### YOUR OBJECTIVE
Count the lines in the entries that contain "opened". Say the number and nothing more.

### DATA UNDER STUDY
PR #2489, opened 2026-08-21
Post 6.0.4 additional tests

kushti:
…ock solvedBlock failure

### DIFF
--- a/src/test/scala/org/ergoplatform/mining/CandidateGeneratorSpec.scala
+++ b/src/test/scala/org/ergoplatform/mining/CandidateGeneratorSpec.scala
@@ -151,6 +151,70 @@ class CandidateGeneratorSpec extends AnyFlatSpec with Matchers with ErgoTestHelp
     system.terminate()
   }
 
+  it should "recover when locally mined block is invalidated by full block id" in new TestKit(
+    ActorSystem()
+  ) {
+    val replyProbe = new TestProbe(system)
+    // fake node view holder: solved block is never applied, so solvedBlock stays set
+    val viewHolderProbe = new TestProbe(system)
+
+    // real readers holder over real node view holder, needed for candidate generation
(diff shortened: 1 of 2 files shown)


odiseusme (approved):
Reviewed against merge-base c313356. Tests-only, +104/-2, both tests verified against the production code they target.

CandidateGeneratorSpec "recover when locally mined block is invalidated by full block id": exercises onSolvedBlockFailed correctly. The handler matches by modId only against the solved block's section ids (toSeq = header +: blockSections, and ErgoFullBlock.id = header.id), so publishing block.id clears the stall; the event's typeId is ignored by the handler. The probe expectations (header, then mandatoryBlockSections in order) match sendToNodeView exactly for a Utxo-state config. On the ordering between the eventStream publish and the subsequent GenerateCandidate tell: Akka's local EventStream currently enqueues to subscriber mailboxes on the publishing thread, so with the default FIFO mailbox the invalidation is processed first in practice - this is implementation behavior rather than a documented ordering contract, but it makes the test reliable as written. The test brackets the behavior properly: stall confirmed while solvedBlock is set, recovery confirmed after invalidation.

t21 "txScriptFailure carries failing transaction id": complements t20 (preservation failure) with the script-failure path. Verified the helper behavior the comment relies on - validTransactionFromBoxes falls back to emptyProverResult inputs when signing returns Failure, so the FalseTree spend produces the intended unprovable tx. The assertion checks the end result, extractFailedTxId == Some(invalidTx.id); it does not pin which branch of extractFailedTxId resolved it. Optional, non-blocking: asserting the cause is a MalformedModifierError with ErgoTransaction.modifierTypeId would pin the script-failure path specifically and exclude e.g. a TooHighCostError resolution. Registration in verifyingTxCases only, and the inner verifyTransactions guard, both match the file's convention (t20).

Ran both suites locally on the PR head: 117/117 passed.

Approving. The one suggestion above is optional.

---

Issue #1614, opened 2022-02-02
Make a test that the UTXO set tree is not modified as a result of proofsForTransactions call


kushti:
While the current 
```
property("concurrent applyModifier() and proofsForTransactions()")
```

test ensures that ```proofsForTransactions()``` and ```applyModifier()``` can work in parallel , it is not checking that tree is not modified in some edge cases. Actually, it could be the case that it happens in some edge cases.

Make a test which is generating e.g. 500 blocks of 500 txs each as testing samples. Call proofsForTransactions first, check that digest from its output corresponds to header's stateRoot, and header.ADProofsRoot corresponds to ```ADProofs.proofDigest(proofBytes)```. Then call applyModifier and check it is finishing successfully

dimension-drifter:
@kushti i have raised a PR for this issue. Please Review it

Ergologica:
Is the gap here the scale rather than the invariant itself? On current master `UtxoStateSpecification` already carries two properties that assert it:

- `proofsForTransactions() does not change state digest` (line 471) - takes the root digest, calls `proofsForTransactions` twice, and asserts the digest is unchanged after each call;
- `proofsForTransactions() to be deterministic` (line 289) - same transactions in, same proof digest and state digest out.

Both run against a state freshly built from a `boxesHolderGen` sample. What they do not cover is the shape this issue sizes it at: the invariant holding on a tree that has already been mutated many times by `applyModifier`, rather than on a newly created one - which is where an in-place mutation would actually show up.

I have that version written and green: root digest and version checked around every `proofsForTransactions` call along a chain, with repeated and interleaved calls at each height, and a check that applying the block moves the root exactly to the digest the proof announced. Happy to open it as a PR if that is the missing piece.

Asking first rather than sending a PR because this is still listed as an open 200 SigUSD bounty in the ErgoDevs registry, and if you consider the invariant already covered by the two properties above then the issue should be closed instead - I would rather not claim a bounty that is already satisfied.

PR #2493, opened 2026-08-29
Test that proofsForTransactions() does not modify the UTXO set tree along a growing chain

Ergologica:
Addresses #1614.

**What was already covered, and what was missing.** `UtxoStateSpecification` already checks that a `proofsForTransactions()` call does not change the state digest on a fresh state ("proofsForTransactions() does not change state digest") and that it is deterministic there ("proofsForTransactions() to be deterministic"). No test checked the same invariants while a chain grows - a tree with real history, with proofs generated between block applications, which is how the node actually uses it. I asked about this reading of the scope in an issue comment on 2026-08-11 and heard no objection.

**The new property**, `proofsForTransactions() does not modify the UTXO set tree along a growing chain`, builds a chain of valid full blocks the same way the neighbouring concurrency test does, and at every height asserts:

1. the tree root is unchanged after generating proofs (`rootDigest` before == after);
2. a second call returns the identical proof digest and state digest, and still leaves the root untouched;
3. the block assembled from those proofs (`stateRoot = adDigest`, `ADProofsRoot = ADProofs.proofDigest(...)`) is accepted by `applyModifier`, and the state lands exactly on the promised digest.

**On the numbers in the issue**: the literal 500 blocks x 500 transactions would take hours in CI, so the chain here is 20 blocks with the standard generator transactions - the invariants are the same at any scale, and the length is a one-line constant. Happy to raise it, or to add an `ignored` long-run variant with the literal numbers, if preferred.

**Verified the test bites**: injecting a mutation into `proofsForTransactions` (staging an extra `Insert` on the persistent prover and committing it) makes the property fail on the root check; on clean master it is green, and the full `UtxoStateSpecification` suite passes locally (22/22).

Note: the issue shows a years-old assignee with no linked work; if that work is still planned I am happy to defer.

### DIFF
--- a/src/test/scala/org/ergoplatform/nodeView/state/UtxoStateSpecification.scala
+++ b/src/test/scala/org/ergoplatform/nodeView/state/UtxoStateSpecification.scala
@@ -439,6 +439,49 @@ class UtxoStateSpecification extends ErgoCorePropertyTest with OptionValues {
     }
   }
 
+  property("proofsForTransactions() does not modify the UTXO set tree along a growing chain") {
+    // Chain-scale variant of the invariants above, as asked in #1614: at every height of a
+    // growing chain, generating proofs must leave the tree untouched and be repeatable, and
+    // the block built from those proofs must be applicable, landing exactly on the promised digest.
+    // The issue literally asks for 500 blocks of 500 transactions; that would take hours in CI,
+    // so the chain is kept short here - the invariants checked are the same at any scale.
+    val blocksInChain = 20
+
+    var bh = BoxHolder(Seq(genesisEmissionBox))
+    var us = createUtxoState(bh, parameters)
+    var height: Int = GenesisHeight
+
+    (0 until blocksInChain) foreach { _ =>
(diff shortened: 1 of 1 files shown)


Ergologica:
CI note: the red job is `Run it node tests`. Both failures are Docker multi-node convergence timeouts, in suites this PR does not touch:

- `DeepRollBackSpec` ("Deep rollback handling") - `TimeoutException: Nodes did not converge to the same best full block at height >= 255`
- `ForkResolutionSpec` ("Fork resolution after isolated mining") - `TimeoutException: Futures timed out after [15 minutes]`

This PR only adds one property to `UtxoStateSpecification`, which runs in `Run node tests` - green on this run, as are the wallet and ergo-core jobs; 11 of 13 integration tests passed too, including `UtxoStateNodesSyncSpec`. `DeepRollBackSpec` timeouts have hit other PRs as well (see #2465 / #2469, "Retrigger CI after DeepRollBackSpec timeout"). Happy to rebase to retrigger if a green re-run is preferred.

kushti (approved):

### WRITTEN SOLUTION
3